**TASK OBJECTIVE:** Give again the entries below exactly, beginning at the first line and ending at the line with "err := msg.ToNode()".
%%
PR #3258, opened 2019-08-20
Track block, message and tipset size when processing.

frrist:
This PR adds metrics to track the block, message, and tipset sizes when processing as well as tipset size and duration when fetching.

This PR allows for the amount of data fetched to be compared with the amount of data processed. These metrics can be used when profiling chain syncing and processing times.

### DIFF
--- a/consensus/processor.go
+++ b/consensus/processor.go
@@ -26,6 +26,12 @@ var (
 	// Timers
 	amTimer = metrics.NewTimerMs("consensus/apply_message", "Duration of message application in milliseconds", msgMethodKey)
 	pbTimer = metrics.NewTimerMs("consensus/process_block", "Duration of block processing in milliseconds")
+	ptTimer = metrics.NewTimerMs("consensus/process_tipset", "Duration of tipset processing in milliseconds")
+
+	// Sizes
+	pbSize = metrics.NewInt64ByteBucket("consensus/block_size", "The size in bytes of a block")
+	amSize = metrics.NewInt64ByteBucket("consensus/message_size", "The size in bytes of a message", msgMethodKey)
+	tsSize = metrics.NewInt64ByteBucket("consensus/tipset_size", "The size in bytes of a tipset")
 )
 
 // BlockRewarder applies all rewards due to the miner's owner for processing a block including block reward and gas
@@ -111,6 +117,12 @@ func (p *DefaultProcessor) ProcessBlock(ctx context.Context, st state.Tree, vms 
 	span.AddAttributes(trace.StringAttribute("block", blk.Cid().String()))
 	defer tracing.AddErrorEndSpan(ctx, span, &err)
 
+	blkSize, err := blk.ToNode().Size()
+	if err != nil {
+		return nil, err
+	}
+	pbSize.Add(ctx, int64(blkSize))
+
 	pbsw := pbTimer.Start(ctx)
 	defer pbsw.Stop(ctx)
 
@@ -149,6 +161,10 @@ func (p *DefaultProcessor) ProcessTipSet(ctx context.Context, st state.Tree, vms
 	ctx, span := trace.StartSpan(ctx, "DefaultProcessor.ProcessTipSet")
 	span.AddAttributes(trace.StringAttribute("tipset", ts.String()))
 	defer tracing.AddErrorEndSpan(ctx, span, &err)
+
+	tsSize.Add(ctx, int64(ts.Size()))
+	sw := ptTimer.Start(ctx)
+	defer sw.Stop(ctx)
 
 	h, err := ts.Height()
 	if err != nil {
@@ -293,6 +309,16 @@ func (p *DefaultProcessor) ApplyMessage(ctx context.Context, st state.Tree, vms 
 	if err != nil {
 		log.Debugf("failed to insert tag for message method: %s", err.Error())
 	}
+
+	msgNode, err := msg.ToNode()
+	if err != nil {
+		return nil, err
+	}
+	msgSize, err := msgNode.Size()
+	if err != nil {
+		return nil, err
+	}
+	amSize.Add(ctx, int64(msgSize))
 
 	ctx, span := trace.StartSpan(ctx, "DefaultProcessor.ApplyMessage")
 	span.AddAttributes(trace.StringAttribute("message", msgCid.String()))
--- a/metrics/bucket.go
+++ b/metrics/bucket.go
@@ -1,0 +1,51 @@
+package metrics
+
+import (
+	"context"
+
+	"go.opencensus.io/stats"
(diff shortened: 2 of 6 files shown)


tools/fast/environment/environment_memory_genesis.go
```diff
@@ -220,6 +221,7 @@ func (e *MemoryGenesis) startGenesisServer() error {
 	}
 
 	e.genesisServerAddr = ln.Addr().String()
+	e.Log().Infof("Genesus URL: http://%s%s", e.genesisServerAddr, handlePath)
```
frrist: This is a one off change unrelated to the rest of the PR, added via separate commit.

metrics/bucket.go
```diff
@@ -0,0 +1,51 @@
...
+}
+
+// Float64Counter wraps an opencensus float64 measure that is uses as a counter.
+type Float64Counter struct {
+	measureCt *stats.Float64Measure
+	view      *view.View
+}
+
+// Add adds `m` to the values tracked by Float64Counter
+func (c *Float64Counter) Add(ctx context.Context, m uint64) {
```
frrist: It would be _**really**_ nice to have structured logging here (and in other metrics) it could tell us the size of each block, tipset, and message referenced by CID. In the Timer metrics, it could tell us how long each tipset, block and message took to processes. As this exists now, these metrics only tell half the story without adequate logging.

consensus/processor.go
```diff
@@ -26,6 +26,12 @@ var (
 	// Timers
 	amTimer = metrics.NewTimerMs("consensus/apply_message", "Duration of message application in milliseconds", msgMethodKey)
 	pbTimer = metrics.NewTimerMs("consensus/process_block", "Duration of block processing in milliseconds")
+	ptTimer = metrics.NewTimerMs("consusnsu/process_tipset", "Duration of tipset processing in milliseconds")
```
ZenGround0: nit: spelling.  Though I'd like to consider `consusnsu` as an `flarp` alternative cc @laser

metrics/bucket.go
```diff
@@ -0,0 +1,51 @@
...
+)
+
+// NewBucketCounter creates a Float64Counter with units of bytes and a default set of aggregation
+// bounds from .25 kilobytes to 10 megabytes.
+func NewBucketCounter(name, desc string, tagKeys ...tag.Key) *Float64Counter {
+	defaultBounds := []float64{250, 500, 1000, 5000, 10000, 50000, 100000, 500000, 1000000, 5000000, 10000000}
+	return NewBucketCounterWithBuckets(name, desc, stats.UnitBytes, defaultBounds, tagKeys...)
+}
+
+// NewBucketCounterWithBuckets creates a Float64Counter wrapping an opencensus int64 measurement.
```
ZenGround0: nit: it appears to be wrapping an opencensus float64 measurement

metrics/bucket.go
```diff
@@ -0,0 +1,51 @@
...
+		Aggregation: view.Distribution(bounds...),
+	}
+	if err := view.Register(iView); err != nil {
+		// a panic here indicates a developer error when creating a view.
+		// Since this method is called in init() methods, this panic when hit
+		// will cause running the program to fail immediately.
+		panic(err)
+	}
+
+	return &Float64Counter{
```
ZenGround0: Dumb question: why do we need float64s to track number of bytes in open census?

consensus/processor.go
laser: "con-suu-snuuu"

metrics/bucket.go
frrist: Not a dumb question, this is wrong and I have revised its definition in the recent changes
(same part of my vacation brain that wrote "con-snuu-suu" wrote this)

consensus/processor.go
```diff
@@ -26,6 +26,12 @@ var (
 	// Timers
 	amTimer = metrics.NewTimerMs("consensus/apply_message", "Duration of message application in milliseconds", msgMethodKey)
 	pbTimer = metrics.NewTimerMs("consensus/process_block", "Duration of block processing in milliseconds")
+	ptTimer = metrics.NewTimerMs("consensus/process_tipset", "Duration of tipset processing in milliseconds")
+
+	// Sizes
+	pbSize = metrics.NewInt64ByteBucket("consensus/block_size", "The size in bytes of a block")
+	amSize = metrics.NewInt64ByteBucket("consensus/message_size", "The size in bytes of a message", msgMethodKey)
+	tsSize = metrics.NewInt64ByteBucket("consensus/tipset_size", "The size in bytes of a tipset")
```
anorth: IMO these names are too brief now there are so many.

metrics/bucket.go
```diff
@@ -0,0 +1,51 @@
...
+// NewInt64ByteBucket creates a Int64Bucket with units of bytes and a default set of aggregation
+// bounds from .25 kilobytes to 10 megabytes.
+func NewInt64ByteBucket(name, desc string, tagKeys ...tag.Key) *Int64Bucket {
+	defaultBounds := []float64{250, 500, 1000, 5000, 10000, 50000, 100000, 500000, 1000000, 5000000, 10000000}
+	return NewInt64BucketWithBounds(name, desc, stats.UnitBytes, defaultBounds, tagKeys...)
+}
+
+// NewInt64BucketWithBounds creates a Int64Bucket wrapping an opencensus int64 measurement.
+func NewInt64BucketWithBounds(name, desc, unit string, bounds []float64, tagKeys ...tag.Key) *Int64Bucket {
+	log.Infof("registering avg counter: %s - %s", name, desc)
```
anorth: Wrong comment. Maybe it's possible to use reflection to produce a comment that can be safely copy/pasted?

metrics/bucket.go
```diff
@@ -0,0 +1,51 @@
...
+	"context"
+
+	"go.opencensus.io/stats"
+	"go.opencensus.io/stats/view"
+	"go.opencensus.io/tag"
+)
+
+// NewInt64ByteBucket creates a Int64Bucket with units of bytes and a default set of aggregation
+// bounds from .25 kilobytes to 10 megabytes.
+func NewInt64ByteBucket(name, desc string, tagKeys ...tag.Key) *Int64Bucket {
```
anorth: "Bucket" is not a term widely used for metrics AFAIK. Use of the verb `Add` as a method below suggests that  that this is functioning as a *counter*, counting all the bytes. An alternative we could use is a *histogram* if we wanted to understand the distribution of values (but then the method should be `Record` or similar). Please use one of those words.

We already have an `Int64Counter`, so if that's the intention we might just need some more construction methods that supply different units and bounds. We don't already have `Int64Histogram`, but this could be it.

frrist:
This PR is trying to do too many things, will reopen a more focused set of changes and incorporate above comments.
%%
**EXPECTED OUTPUT:**
PR #3258, opened 2019-08-20
Track block, message and tipset size when processing.

frrist:
This PR adds metrics to track the block, message, and tipset sizes when processing as well as tipset size and duration when fetching.

This PR allows for the amount of data fetched to be compared with the amount of data processed. These metrics can be used when profiling chain syncing and processing times.

### DIFF
--- a/consensus/processor.go
+++ b/consensus/processor.go
@@ -26,6 +26,12 @@ var (
 	// Timers
 	amTimer = metrics.NewTimerMs("consensus/apply_message", "Duration of message application in milliseconds", msgMethodKey)
 	pbTimer = metrics.NewTimerMs("consensus/process_block", "Duration of block processing in milliseconds")
+	ptTimer = metrics.NewTimerMs("consensus/process_tipset", "Duration of tipset processing in milliseconds")
+
+	// Sizes
+	pbSize = metrics.NewInt64ByteBucket("consensus/block_size", "The size in bytes of a block")
+	amSize = metrics.NewInt64ByteBucket("consensus/message_size", "The size in bytes of a message", msgMethodKey)
+	tsSize = metrics.NewInt64ByteBucket("consensus/tipset_size", "The size in bytes of a tipset")
 )
 
 // BlockRewarder applies all rewards due to the miner's owner for processing a block including block reward and gas
@@ -111,6 +117,12 @@ func (p *DefaultProcessor) ProcessBlock(ctx context.Context, st state.Tree, vms 
 	span.AddAttributes(trace.StringAttribute("block", blk.Cid().String()))
 	defer tracing.AddErrorEndSpan(ctx, span, &err)
 
+	blkSize, err := blk.ToNode().Size()
+	if err != nil {
+		return nil, err
+	}
+	pbSize.Add(ctx, int64(blkSize))
+
 	pbsw := pbTimer.Start(ctx)
 	defer pbsw.Stop(ctx)
 
@@ -149,6 +161,10 @@ func (p *DefaultProcessor) ProcessTipSet(ctx context.Context, st state.Tree, vms
 	ctx, span := trace.StartSpan(ctx, "DefaultProcessor.ProcessTipSet")
 	span.AddAttributes(trace.StringAttribute("tipset", ts.String()))
 	defer tracing.AddErrorEndSpan(ctx, span, &err)
+
+	tsSize.Add(ctx, int64(ts.Size()))
+	sw := ptTimer.Start(ctx)
+	defer sw.Stop(ctx)
 
 	h, err := ts.Height()
 	if err != nil {
@@ -293,6 +309,16 @@ func (p *DefaultProcessor) ApplyMessage(ctx context.Context, st state.Tree, vms 
 	if err != nil {
 		log.Debugf("failed to insert tag for message method: %s", err.Error())
 	}
+
+	msgNode, err := msg.ToNode()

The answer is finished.